No início de 2004, na Europa e na América, a guerra dos oligarcas e dos políticos contra as classes médias parecia estar ganha. Todas as previsões apontavam para a sua progressiva e inexorável proletarização, resultando num mundo em que um pequeníssimo número de super-ricos, acolitados por uma classe política subserviente, exerceria um poder sem limites sobre uma multidão de servos.
Em 11 de Março de 2004 deu-se um daqueles acontecimentos que na altura parecem inconsequentes em termos históricos mas que se verifica mais tarde terem sido pontos de viragem. A seguir ao atentado bombista em Atoja, quando o PP, que liderava todas as sondagens, mentiu aos espanhóis sobre a autoria do crime, os cidadãos, munidos dos seus telemóveis e dos seus endereços de e-mail, conseguiram inverter o sentido do voto e fazer eleger o PSOE. Estava provado que era possível a um número suficiente de cidadãos, não organizados e não apoiaddos por nenhum partido, igreja, órgão de comunicação social ou grupo empresarial, influenciar o resultado dumas eleições.
Este facto terá passado despercebido a muita gente, na Espanha e no Mundo; mas também deve ter havido outros que tomaram dele devida nota, para memória futura.

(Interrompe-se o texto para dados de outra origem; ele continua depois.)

PR #279, opened 2026-05-20
Quest query throttle: cache + dedupe + token-bucket

Mongrul:
Questie's filter-toggle SmoothReset bursts ~1500 unique CMSG_QUERY_QUEST_INFO in under a second when re-evaluating quest tags across its DB. Kronos's anti-flood (~80-100 packets/sec) drops the connection mid-burst. Field test captured 1427 unique CMSGs in ~700ms (>2000/sec) before SocketException.

Triages each incoming CMSG_QUERY_QUEST_INFO before forwarding:
- Cache hit (GameData.QuestTemplates already has it): synthesize the modern SMSG locally from the cached QuestTemplate. QueryQuestInfoResponse.Write() already serializes from a QuestTemplate so no new wire path is needed.
- Negative cache (legacy server returned masked-entry for this id earlier): reply Allow=false locally. Covers TBC/Wrath quest ids that Questie's DB includes but the 1.12 server has never heard of.
- In-flight dedupe: a CMSG for the same id is already pending. The modern client's quest cache is keyed by id, so one SMSG satisfies all waiters.
- Otherwise gate through a per-session token bucket: 10/sec sustained, 20-token initial burst. Excess goes onto a FIFO queue drained by a single async pump (CAS-gated, restarts on tail enqueues). The drain re-checks the cache on dequeue so any id that got warmed by a parallel proxy-issued query skips the redundant server round-trip.

Response handler clears the in-flight bit and seeds the negative cache on masked-entry replies, so the gating self-heals across the session.

JSONL events for tuning: quest.query.cache_hit / negative_cache_hit / in_flight_drop / bucket_enqueue / bucket_drain_send / bucket_drain_cache_hit.

Field-tested: connection survives a full Questie PvP-icon toggle burst.

### DIFF
--- a/HermesProxy/GlobalSessionData.cs
+++ b/HermesProxy/GlobalSessionData.cs
@@ -245,6 +245,28 @@ public sealed class GameSessionData
     public Dictionary<uint, WowGuid128> CachedPetNumbers = new();
     // Tracks quest ids the proxy has issued its own CMSG_QUERY_QUEST_INFO for.
     public HashSet<uint> ProxyIssuedQuestInfoQueries = new();
+    // JimsProxy: client-originated CMSG_QUERY_QUEST_INFO gating. Questie's filter-toggle
+    // SmoothReset iterates ~10k quest IDs and fires GetQuestTagInfo on each, generating
+    // thousands of CMSG_QUERY_QUEST_INFO in a single burst. Without dedupe, Kronos's
+    // anti-flood drops the connection. InFlight tracks queries already forwarded so
+    // duplicates within the round-trip window are dropped (one modern SMSG response
+    // satisfies all client-side waiters for the same quest). Negative cache tracks
+    // quest IDs the legacy server returned masked-entry on — typically TBC/Wrath
+    // quests in Questie's DB that the 1.12 server has never heard of.
+    public HashSet<uint> InFlightClientQuestInfoQueries = new();
+    public HashSet<uint> NegativeQuestInfoCache = new();
+    // JimsProxy: token-bucket rate limiter for CMSG_QUERY_QUEST_INFO. Questie's
+    // cold-start scan bursts ~1500 UNIQUE quest IDs in ~700ms (so in-flight dedupe
+    // does nothing on the first pass); this lands at >2000/sec, well past Kronos's
+    // ~80-100/sec WorldPacketLimit, and the connection gets dropped. The bucket
+    // smooths the burst to a sustained 10/sec with a 20-token initial allowance.
+    // PendingQuestQueryQueue holds IDs awaiting a token; QuestQueryDrainerRunning
+    // is a 0/1 CAS flag so at most one async drainer pumps the queue per session.
+    public System.Collections.Concurrent.ConcurrentQueue<uint> PendingQuestQueryQueue = new();
+    public double QuestQueryTokens = 20.0;
+    public long QuestQueryLastRefillMs = 0;
+    public int QuestQueryDrainerRunning = 0;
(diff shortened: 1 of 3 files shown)


jameopotato (changes requested):
Good design — the layered cache → negative-cache → dedupe → token-bucket approach is the right way to solve the Questie disconnect. Holding on one concurrency issue before merge.

### Thread-safety of HashSet fields (blocking)

`InFlightClientQuestInfoQueries` and `NegativeQuestInfoCache` are plain `HashSet<uint>` but are accessed from three threads concurrently:
- **WorldServer handler thread** — `Add`, `Contains` (Server/QueryHandler.cs)
- **WorldClient handler thread** — `Remove`, `Add` (Client/QueryHandler.cs)  
- **Drainer thread pool thread** — `Remove` (DrainQuestQueryBucketAsync)

This codebase explicitly avoids plain collections for cross-thread access — `QuestItemObjectiveProgress` has a comment documenting why it uses `ConcurrentDictionary` ("Plain Dictionary risks torn-state corruption on cross-thread enumeration"), and `UnitHealthCache`, `CachedPetCreatureFamily`, `UnitChannelSpells` all follow the same convention.

Under the exact high-concurrency scenario this PR handles (1500 queries + responses streaming back), concurrent `Add`/`Remove` on `HashSet` will corrupt internal bucket arrays.

**Fix**: Swap both to `ConcurrentDictionary<uint, byte>` (`TryAdd`/`TryRemove`/`ContainsKey`), matching the existing codebase pattern.

### Minor items

- **No exception handling in drainer**: Existing `Task.Run` patterns in this codebase (CharacterHandler, MovementHandler) wrap their bodies in try/catch with logging. The drainer should do the same — if the session disconnects mid-drain, `SendPacketToServer` throws and the exception goes unobserved on the discarded task.

- **Double GameData lookup in drain cache-hit path**: `GameData.GetQuestTemplate(questId)` is called twice — store in a local variable.

Mongrul:
- fix/quest-query-throttle → pushed commit 6cd631e with the three review fixes (ConcurrentDictionary swap, drainer
  try/catch, dedup'd GameData lookup). GitHub will refresh PR #279.
  - local/all-prs-stacked → cherry-picked the same fix as a28fb27, on top of the existing stack. Build clean, 502/502
  tests pass.
  - upstream/beta is ahead of expectations: one of the trainer prep commits (7b8d903 — SpellRankChain CSV+loader) was
  already merged upstream, which is what caused the rebase conflicts I aborted. Worth a closer look next session to see
  if any other stacked PRs landed and the stack needs pruning.

Mongrul:
@
Review feedback addressed in `6cd631e`:

- **Thread-safety (blocking):** `InFlightClientQuestInfoQueries` and `NegativeQuestInfoCache` are now `ConcurrentDictionary<uint, byte>` (`TryAdd` / `TryRemove` / `ContainsKey`), matching the `QuestItemObjectiveProgress` / `UnitHealthCache` convention. No more torn bucket arrays under concurrent Add/Remove.
- **Drainer exception handling:** `DrainQuestQueryBucketAsync` body is wrapped in try/catch — a mid-drain `SendPacketToServer` throw on a disconnected session now logs `quest.query.bucket_drain_error` instead of becoming an unobserved task exception. The `finally` still resets the drainer flag and re-checks the queue race.
- **Double GameData lookup:** the drainer cache-hit path hoists `GameData.GetQuestTemplate(questId)` into a `warmTemplate` local and reuses it.

Build clean, all tests pass. Ready for re-review.
@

Entretanto a América Latina tinha descoberto que podia desobedecer impunemente aos EUA; o Irão descobriu que nunca seria invadido nem as suas instalações nucleares destruídas; a Rússia redescobriu, e fez valer, o seu estatuto de grande potência; as classes médias americanas descobriram que podiam, graças às novas tecnologias, angariar o dobro do dinheiro para eleger Obama que os grandes grupos económicos estavam dispostos a dar para eleger um representante dos seus interesses.
As opiniões públicas europeia e americana descobriram que o segredo para enriquecer não estava afinal em produzir riqueza, mas em criar dinheiro virtual a partir do nada. Descobriram isto, não gostaram, e estão a exigir que rolem cabeças.
E até aqui, em Portugal, os professores descobriram que uma pequena organização com acesso à net pode pôr na rua dez vezes mais manifestantes que qualquer sindicato. E as outras classes profissionais estão a descobrir que ou vencem com os professores, ou caem com eles.
Coitado do Pinócrates. Apanhou o comboio neoliberal precisamente quando faltava pouco para ele descarrilar. Conseguirá saltar do comboio em andamento? Conseguirá escapar, se abandonar os seus actuais aliados, à sua retaliação? Conseguirá aliar-se às classes médias realmente, e não só na imagem? Mas como, se tudo o que ele é é imagem? E quem é que vai agora acreditar nele?
Até pode ser que consiga, com muita sorte, uma nova maioria absoluta. Mas não lhe servirá de nada: ao fim de trinta anos sempre a perder, as classes médias estão finalmente ao ataque, e não vai ser possível governar contra elas.